Write out again, please, the records below from the first line to the line holding "(environment.getIasConfiguration() != null)", inclusive, and nothing else.

Dataset entries:
☆ ☆ ☆ ☆ ☆
PR #1321, opened 2023-10-19
Minor Performance Improvement: Avoid Several Redundant Calls to Environment Layer During Bootstrapping

clnative:
During a debugging session, I stumbled over a lot of redundant calls to the `CFEnvironment` class originating from `IdentityServicesPropertySourceFactory`. Although not causing any external calls, still the performance may be degraded slightly due to this. 
It seems rather easy to prevent the unnecessary calls by introducing a local variable. IMO that also makes the code easier to read. The pattern may be applied both when determining XSUAA service instances and IAS service instances. I have adjusted both occurrences.

As this change is expected to be trivial (bugfix contribution only) and should be non-disruptive for any consumer, I don't expect any credit to be mentioned.

## Dependency
- [ ] requires #1314 or #1316 (whichever is chosen) to fix the pipeline/voter; no technical dependency known.

### DIFF
--- a/spring-security/src/main/java/com/sap/cloud/security/spring/config/IdentityServicesPropertySourceFactory.java
+++ b/spring-security/src/main/java/com/sap/cloud/security/spring/config/IdentityServicesPropertySourceFactory.java
@@ -102,13 +102,14 @@ public class IdentityServicesPropertySourceFactory implements PropertySourceFact
 	@Nonnull
 	private Properties getIasProperties(Environment environment) {
 		Properties properties = new Properties();
-		if (environment.getIasConfiguration() != null) {
+		final OAuth2ServiceConfiguration iasConfiguration = environment.getIasConfiguration();
+		if (iasConfiguration != null) {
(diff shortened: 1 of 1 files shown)


clnative:
Maven build for Java 8 failed with

```
[INFO] token-client ....................................... FAILURE [02:34 min]

Error:  One or more dependencies were identified with vulnerabilities that have a CVSS score greater than or equal to '7.0': 
Error:  
Error:  json-20230618.jar: CVE-2023-5072(7.5)
```

which looks unrelated to this >PR.

As a possible solution I see https://mvnrepository.com/artifact/org.json/json/20231013 to have been released, which apparently addresses this CVE.

clnative:
- [ ] depends on #1314 and #1316

finkmanAtSap:
> I don't think that this test error is related to the content of this PR.

Agreed. Once we have some time, we will take a look to see where the failed tests are coming from.

liga-oz (approved):

PR #1324, opened 2023-10-21
Make Selection of XSUAA/IAS Service Instances from Environments reproducible/predictable

clnative:
## Background

My (application dev) team and I currently face the situation that we have a BTP CF application, which is bound to (in total) three different XSUAA service instance.
It is already clarified that Spring Boot AutoConfiguration of `spring-security` will not do the trick. That is why we are trying to overwrite the configuration with our own.
We try to stay as close as possible to the infrastructure cloud-security-services-integration provides/uses to avoid incompatibilities. 

## Current Situation

During our debugging sessions we detected that the incapability of handling more than two XSUAA service instance is not just with AutoConfiguration, but goes deeper - down to the level of handling the `CFEnvironment`. The main problem we identified is located at https://github.com/clnative/cloud-security-services-integration-library/blob/6c6bbb7a38c60da62c4f19aa4985bf795e318c5f/env/src/main/java/com/sap/cloud/security/config/cf/CFEnvironment.java#L188. There an "arbitrary first instance" is selected. However, no sorting is applied before. That is why, depending in which order the service instances are mentioned in environment variable `VCAP_SERVICES` plus some other internal factors, "some" service instance is returned. This arbitrary selection is very nasty - in our case in our test landscapes all tests returned the expected service instance (by chance). As soon as we started to roll out the "validated implementation" to production, the wrong service instance was selected and promptly caused a downtime.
☆ ☆ ☆ ☆ ☆
_ANSWER SPACE_
PR #1321, opened 2023-10-19
Minor Performance Improvement: Avoid Several Redundant Calls to Environment Layer During Bootstrapping

clnative:
During a debugging session, I stumbled over a lot of redundant calls to the `CFEnvironment` class originating from `IdentityServicesPropertySourceFactory`. Although not causing any external calls, still the performance may be degraded slightly due to this. 
It seems rather easy to prevent the unnecessary calls by introducing a local variable. IMO that also makes the code easier to read. The pattern may be applied both when determining XSUAA service instances and IAS service instances. I have adjusted both occurrences.

As this change is expected to be trivial (bugfix contribution only) and should be non-disruptive for any consumer, I don't expect any credit to be mentioned.

## Dependency
- [ ] requires #1314 or #1316 (whichever is chosen) to fix the pipeline/voter; no technical dependency known.

### DIFF
--- a/spring-security/src/main/java/com/sap/cloud/security/spring/config/IdentityServicesPropertySourceFactory.java
+++ b/spring-security/src/main/java/com/sap/cloud/security/spring/config/IdentityServicesPropertySourceFactory.java
@@ -102,13 +102,14 @@ public class IdentityServicesPropertySourceFactory implements PropertySourceFact
 	@Nonnull
 	private Properties getIasProperties(Environment environment) {
 		Properties properties = new Properties();
-		if (environment.getIasConfiguration() != null) {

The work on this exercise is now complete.